_DATASET CONTENT_

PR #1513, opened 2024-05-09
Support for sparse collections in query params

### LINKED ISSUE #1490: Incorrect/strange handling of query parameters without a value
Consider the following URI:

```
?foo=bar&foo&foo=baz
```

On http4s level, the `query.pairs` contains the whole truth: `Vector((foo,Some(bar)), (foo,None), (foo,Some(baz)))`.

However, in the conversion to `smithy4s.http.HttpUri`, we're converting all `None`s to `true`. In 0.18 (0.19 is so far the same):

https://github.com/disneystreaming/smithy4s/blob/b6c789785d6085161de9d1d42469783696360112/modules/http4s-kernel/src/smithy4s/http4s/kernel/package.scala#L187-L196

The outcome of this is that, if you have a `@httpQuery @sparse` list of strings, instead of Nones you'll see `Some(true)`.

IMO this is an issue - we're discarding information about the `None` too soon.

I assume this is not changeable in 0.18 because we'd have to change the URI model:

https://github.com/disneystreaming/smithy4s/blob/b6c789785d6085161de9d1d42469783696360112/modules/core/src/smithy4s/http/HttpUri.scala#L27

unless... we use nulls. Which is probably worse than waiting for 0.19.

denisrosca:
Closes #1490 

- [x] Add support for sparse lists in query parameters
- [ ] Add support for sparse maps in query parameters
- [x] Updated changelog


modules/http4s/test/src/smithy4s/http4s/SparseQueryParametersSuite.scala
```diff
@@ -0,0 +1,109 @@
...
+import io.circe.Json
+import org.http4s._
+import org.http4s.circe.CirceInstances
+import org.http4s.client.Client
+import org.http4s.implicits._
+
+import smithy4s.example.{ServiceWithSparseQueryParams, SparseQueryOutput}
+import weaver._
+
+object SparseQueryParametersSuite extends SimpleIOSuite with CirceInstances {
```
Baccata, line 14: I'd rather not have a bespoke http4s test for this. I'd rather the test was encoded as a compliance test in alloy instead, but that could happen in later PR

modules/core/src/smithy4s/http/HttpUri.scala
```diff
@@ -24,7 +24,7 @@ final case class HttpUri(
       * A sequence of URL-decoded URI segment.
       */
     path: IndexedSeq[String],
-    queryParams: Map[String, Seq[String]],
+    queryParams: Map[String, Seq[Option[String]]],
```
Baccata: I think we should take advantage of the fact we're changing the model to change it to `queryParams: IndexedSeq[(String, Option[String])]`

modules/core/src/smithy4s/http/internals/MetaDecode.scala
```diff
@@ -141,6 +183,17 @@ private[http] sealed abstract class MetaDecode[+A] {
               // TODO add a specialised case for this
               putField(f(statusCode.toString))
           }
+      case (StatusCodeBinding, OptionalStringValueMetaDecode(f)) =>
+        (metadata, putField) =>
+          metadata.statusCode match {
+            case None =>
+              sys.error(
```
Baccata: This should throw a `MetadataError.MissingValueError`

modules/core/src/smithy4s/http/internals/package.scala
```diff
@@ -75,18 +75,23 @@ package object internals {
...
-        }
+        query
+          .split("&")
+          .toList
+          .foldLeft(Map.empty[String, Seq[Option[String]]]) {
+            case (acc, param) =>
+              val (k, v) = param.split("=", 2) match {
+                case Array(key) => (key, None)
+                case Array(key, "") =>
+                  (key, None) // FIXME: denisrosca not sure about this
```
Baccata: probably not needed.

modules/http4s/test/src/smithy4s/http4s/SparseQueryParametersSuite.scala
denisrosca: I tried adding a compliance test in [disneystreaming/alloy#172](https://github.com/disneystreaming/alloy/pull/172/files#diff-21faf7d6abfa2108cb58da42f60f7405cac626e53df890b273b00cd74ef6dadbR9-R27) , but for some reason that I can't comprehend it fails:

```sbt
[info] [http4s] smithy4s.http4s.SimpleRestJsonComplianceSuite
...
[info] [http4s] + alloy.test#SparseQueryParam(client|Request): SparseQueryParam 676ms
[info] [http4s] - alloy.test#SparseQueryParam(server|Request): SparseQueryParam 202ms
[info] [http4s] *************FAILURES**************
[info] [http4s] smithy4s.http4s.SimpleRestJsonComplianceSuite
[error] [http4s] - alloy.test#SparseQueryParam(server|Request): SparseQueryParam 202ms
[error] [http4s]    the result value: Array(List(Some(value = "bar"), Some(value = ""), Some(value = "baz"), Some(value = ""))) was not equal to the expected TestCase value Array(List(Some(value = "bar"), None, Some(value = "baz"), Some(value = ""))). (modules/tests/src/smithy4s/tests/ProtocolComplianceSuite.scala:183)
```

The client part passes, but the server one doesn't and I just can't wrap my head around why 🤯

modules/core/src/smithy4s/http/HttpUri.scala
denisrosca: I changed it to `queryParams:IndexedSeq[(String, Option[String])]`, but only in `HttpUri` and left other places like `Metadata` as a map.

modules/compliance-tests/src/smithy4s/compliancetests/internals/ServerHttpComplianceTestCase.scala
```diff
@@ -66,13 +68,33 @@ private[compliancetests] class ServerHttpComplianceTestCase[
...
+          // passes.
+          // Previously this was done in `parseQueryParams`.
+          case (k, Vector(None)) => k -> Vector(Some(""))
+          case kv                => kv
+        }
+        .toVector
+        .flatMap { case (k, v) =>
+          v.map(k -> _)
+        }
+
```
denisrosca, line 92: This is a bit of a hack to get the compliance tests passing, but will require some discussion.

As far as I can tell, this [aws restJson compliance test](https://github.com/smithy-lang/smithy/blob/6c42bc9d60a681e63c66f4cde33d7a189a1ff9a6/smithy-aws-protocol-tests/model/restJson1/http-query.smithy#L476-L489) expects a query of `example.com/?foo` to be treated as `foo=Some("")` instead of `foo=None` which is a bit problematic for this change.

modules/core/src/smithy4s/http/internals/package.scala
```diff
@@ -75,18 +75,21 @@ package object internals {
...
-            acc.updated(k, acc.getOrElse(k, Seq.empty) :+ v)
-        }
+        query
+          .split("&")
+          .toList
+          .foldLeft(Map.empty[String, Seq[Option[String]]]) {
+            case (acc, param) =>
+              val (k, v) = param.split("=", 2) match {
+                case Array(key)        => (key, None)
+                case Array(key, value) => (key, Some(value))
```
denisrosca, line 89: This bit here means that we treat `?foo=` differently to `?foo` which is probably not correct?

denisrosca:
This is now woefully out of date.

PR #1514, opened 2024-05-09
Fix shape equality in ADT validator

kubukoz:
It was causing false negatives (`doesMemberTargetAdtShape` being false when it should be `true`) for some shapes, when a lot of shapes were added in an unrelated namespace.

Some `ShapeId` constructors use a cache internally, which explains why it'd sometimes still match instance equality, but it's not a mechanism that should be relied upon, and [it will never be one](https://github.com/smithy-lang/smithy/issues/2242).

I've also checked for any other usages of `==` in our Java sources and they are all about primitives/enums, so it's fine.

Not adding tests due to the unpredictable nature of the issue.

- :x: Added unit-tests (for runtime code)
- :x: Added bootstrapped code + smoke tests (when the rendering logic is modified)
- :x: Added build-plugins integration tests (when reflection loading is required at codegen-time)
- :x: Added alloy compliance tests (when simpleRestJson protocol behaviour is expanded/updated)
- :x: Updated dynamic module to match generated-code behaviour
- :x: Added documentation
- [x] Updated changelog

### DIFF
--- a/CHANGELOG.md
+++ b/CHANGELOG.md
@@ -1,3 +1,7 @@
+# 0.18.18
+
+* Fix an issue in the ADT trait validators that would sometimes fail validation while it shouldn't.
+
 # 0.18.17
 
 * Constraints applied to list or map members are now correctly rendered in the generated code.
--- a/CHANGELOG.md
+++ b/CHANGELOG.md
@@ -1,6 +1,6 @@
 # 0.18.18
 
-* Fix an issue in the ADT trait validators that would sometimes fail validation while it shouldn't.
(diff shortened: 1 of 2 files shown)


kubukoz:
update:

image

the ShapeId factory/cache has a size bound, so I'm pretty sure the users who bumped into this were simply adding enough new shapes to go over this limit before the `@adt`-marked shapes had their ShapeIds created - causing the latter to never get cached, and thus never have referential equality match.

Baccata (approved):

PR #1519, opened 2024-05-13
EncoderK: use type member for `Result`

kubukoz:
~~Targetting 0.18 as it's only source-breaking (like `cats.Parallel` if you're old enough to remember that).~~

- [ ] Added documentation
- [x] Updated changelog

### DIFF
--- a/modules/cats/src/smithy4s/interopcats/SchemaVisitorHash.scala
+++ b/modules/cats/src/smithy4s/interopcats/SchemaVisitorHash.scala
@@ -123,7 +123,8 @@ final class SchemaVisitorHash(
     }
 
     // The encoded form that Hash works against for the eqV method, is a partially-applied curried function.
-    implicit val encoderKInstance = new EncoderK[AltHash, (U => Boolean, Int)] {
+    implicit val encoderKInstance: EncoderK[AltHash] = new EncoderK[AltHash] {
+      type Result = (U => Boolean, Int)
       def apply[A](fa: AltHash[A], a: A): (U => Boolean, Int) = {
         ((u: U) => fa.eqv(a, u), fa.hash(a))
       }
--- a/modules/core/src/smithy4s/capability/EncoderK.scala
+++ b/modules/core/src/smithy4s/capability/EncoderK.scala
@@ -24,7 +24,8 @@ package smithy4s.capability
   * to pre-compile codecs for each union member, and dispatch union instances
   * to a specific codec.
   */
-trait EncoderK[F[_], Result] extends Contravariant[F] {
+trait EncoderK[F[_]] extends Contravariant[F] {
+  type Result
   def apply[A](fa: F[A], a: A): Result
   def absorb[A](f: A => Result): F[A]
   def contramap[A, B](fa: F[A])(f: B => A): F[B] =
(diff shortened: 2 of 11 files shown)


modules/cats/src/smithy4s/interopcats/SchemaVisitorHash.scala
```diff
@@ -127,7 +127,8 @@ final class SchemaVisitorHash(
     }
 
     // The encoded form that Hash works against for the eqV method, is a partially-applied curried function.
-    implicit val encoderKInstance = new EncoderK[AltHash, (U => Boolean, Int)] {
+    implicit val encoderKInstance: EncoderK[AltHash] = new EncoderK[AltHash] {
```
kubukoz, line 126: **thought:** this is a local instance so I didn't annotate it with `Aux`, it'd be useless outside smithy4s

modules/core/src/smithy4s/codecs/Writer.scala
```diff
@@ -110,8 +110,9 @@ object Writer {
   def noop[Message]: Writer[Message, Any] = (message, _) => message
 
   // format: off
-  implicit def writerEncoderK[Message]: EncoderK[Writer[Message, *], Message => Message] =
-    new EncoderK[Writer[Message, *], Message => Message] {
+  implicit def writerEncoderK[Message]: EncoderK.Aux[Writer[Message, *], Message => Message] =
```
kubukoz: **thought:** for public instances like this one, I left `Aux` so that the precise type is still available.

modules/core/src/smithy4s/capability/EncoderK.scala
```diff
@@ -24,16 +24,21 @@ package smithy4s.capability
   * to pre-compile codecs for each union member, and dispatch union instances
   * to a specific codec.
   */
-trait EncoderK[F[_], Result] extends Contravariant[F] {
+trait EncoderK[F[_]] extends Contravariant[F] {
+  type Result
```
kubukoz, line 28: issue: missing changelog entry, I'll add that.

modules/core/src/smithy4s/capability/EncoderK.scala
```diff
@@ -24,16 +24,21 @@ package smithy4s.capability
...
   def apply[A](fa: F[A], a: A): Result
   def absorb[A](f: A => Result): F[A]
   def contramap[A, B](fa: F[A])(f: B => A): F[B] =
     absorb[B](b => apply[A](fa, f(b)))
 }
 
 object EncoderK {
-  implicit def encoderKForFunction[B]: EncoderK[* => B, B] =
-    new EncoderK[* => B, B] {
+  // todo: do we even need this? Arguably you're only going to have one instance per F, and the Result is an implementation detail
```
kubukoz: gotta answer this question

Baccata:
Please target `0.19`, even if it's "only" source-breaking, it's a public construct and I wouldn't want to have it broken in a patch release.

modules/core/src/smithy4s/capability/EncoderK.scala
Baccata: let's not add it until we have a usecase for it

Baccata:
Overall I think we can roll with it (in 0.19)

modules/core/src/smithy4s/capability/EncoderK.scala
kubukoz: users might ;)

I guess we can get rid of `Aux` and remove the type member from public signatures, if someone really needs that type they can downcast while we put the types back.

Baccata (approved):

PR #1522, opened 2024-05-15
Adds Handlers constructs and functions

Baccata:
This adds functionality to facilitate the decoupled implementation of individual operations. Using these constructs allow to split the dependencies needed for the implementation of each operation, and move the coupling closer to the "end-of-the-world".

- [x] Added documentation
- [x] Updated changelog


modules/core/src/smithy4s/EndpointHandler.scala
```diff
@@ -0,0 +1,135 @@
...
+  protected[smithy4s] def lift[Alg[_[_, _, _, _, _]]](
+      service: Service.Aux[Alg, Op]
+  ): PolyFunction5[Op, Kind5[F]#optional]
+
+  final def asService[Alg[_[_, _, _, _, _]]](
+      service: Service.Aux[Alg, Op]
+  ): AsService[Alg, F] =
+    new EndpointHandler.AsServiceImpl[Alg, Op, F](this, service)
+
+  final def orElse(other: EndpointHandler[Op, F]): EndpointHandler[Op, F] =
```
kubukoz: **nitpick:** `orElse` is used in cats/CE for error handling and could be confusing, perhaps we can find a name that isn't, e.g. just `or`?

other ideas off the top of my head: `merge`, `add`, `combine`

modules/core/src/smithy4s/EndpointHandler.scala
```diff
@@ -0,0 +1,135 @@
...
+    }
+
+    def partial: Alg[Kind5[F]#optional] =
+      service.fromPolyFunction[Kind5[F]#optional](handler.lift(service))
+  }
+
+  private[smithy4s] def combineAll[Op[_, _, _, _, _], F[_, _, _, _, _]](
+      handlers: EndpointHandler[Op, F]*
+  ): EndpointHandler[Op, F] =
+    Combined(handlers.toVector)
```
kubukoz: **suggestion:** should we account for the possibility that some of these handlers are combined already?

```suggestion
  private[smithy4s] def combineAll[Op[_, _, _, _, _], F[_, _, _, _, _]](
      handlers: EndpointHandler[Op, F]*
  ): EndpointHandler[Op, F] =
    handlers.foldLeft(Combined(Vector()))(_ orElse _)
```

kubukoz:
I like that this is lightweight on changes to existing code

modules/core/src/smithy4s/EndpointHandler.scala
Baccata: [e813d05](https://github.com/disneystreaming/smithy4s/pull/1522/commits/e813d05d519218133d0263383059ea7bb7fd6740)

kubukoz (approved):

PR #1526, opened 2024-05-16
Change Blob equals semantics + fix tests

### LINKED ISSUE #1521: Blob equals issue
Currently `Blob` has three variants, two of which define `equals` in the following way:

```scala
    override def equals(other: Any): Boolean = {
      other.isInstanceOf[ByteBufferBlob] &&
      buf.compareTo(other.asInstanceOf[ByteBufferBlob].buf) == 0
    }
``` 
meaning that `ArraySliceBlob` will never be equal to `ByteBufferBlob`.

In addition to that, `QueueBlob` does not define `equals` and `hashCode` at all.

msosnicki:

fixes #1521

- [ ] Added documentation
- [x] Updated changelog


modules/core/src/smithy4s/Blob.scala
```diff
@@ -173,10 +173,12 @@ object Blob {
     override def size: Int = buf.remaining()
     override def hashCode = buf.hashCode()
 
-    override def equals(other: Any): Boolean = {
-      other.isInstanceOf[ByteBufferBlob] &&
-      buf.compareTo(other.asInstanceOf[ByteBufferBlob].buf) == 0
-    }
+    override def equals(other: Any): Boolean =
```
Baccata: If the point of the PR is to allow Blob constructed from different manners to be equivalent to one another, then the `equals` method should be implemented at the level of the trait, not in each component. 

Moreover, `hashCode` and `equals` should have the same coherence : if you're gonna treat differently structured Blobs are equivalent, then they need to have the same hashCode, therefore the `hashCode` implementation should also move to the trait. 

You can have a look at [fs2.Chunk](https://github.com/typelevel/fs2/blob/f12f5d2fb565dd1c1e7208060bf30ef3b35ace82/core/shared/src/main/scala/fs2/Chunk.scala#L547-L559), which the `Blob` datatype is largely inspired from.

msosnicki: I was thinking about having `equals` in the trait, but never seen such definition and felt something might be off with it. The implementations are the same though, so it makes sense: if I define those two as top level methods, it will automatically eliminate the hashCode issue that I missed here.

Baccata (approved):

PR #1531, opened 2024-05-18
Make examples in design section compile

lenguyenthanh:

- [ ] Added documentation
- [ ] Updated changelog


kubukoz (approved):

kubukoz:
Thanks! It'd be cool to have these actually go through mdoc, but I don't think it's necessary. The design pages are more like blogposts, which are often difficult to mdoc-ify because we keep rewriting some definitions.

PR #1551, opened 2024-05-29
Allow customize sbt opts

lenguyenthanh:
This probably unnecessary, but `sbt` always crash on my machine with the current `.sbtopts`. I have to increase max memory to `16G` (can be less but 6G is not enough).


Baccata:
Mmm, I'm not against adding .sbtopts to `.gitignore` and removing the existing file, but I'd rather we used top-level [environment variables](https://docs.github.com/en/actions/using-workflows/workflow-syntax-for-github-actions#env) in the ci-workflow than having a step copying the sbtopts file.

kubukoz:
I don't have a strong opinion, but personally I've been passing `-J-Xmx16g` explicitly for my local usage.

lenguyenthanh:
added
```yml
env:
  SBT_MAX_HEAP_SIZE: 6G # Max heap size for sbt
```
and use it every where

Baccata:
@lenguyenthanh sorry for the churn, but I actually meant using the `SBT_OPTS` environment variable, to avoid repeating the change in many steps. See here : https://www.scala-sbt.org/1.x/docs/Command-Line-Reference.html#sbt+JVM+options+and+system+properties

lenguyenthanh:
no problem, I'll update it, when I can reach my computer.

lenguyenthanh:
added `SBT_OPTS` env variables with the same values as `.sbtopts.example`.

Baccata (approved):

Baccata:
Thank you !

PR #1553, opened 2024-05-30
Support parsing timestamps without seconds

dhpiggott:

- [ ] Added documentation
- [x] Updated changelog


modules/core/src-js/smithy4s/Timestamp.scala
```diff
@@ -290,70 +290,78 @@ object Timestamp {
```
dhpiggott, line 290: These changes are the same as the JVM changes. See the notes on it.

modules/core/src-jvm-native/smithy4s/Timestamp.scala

_ACTION ITEM_
Could you please find every line of the listing above holding the string "about" and copy it?

_ANSWER BELOW_
IMO this is an issue - we're discarding information about the `None` too soon.
+                  (key, None) // FIXME: denisrosca not sure about this
I've also checked for any other usages of `==` in our Java sources and they are all about primitives/enums, so it's fine.
msosnicki: I was thinking about having `equals` in the trait, but never seen such definition and felt something might be off with it. The implementations are the same though, so it makes sense: if I define those two as top level methods, it will automatically eliminate the hashCode issue that I missed here.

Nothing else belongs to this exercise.